Exercise instructions
State how many lines of the entries below hold the word "that"; reply with nothing but the number.

Data
#####
PR #3126, opened 2024-01-24
fix: allow MQTT `encryption_enabled` with `json_enabled`

andrekir:
this change decouples JSON publishing from MeshPacket encryption and should allow MQTT using both `encryption_enabled` and `json_enabled` simultaneously.

### DIFF
--- a/src/mesh/Router.cpp
+++ b/src/mesh/Router.cpp
@@ -248,10 +248,11 @@ ErrorCode Router::send(meshtastic_MeshPacket *p)
     // If the packet is not yet encrypted, do so now
     if (p->which_payload_variant == meshtastic_MeshPacket_decoded_tag) {
         ChannelIndex chIndex = p->channel; // keep as a local because we are about to change it
-        meshtastic_MeshPacket *p_decoded = new meshtastic_MeshPacket(*p);
+        meshtastic_MeshPacket *p_decoded = packetPool.allocCopy(*p);
 
         auto encodeResult = perhapsEncode(p);
         if (encodeResult != meshtastic_Routing_Error_NONE) {
+            packetPool.release(p_decoded);
             abortSendAndNak(encodeResult, p);
             return encodeResult; // FIXME - this isn't a valid ErrorCode
         }
@@ -261,7 +262,7 @@ ErrorCode Router::send(meshtastic_MeshPacket *p)
             if (mqtt)
                 mqtt->onSend(*p, *p_decoded, chIndex);
         }
-        delete p_decoded;
+        packetPool.release(p_decoded);
     }
 
     assert(iface); // This should have been detected already in sendLocal (or we just received a packet from outside)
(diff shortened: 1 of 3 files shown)


caveman99 (approved):

thebentern (approved):

src/mesh/Router.cpp
```diff
@@ -248,15 +248,7 @@ ErrorCode Router::send(meshtastic_MeshPacket *p)
...
-
-        if (moduleConfig.mqtt.enabled) {
-
-            LOG_INFO("Should encrypt MQTT?: %d\n", moduleConfig.mqtt.encryption_enabled);
-
-            // the packet is currently in a decrypted state.  send it now if they want decrypted packets
-            if (mqtt && !moduleConfig.mqtt.encryption_enabled)
-                mqtt->onSend(*p, chIndex);
-        }
+        meshtastic_MeshPacket *p_decoded = p;
```
GUVWAF, line 251: Hmm, you're letting `p_decoded` point to the same memory location as `p` here. When `perhapsEncode()` modifies the memory pointed to by `p`, it also modifies where `p_decoded` points to. 

We'd need to make a copy, but then we also need to be careful that the memory gets released afterwards.

GUVWAF (changes requested):

src/mesh/Router.cpp
andrekir: thanks for catching that. fix incoming.

src/mesh/Router.cpp
```diff
@@ -248,15 +248,7 @@ ErrorCode Router::send(meshtastic_MeshPacket *p)
...
-
-        if (moduleConfig.mqtt.enabled) {
-
-            LOG_INFO("Should encrypt MQTT?: %d\n", moduleConfig.mqtt.encryption_enabled);
-
-            // the packet is currently in a decrypted state.  send it now if they want decrypted packets
-            if (mqtt && !moduleConfig.mqtt.encryption_enabled)
-                mqtt->onSend(*p, chIndex);
-        }
+        meshtastic_MeshPacket *p_decoded = new meshtastic_MeshPacket(*p);
```
GUVWAF, line 251: For MeshPackets, in the rest of the code we use the `packetPool`. E.g. `packetPool.allocCopy()` and `packetPool.release()` for freeing.

src/mesh/Router.cpp
```diff
@@ -248,15 +248,7 @@ ErrorCode Router::send(meshtastic_MeshPacket *p)
...
 
         auto encodeResult = perhapsEncode(p);
         if (encodeResult != meshtastic_Routing_Error_NONE) {
```
GUVWAF, line 254: The copy should be freed before `return` here as well.

GUVWAF (changes requested):

GUVWAF (approved):
Looks good now, thanks!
#####
Response area
2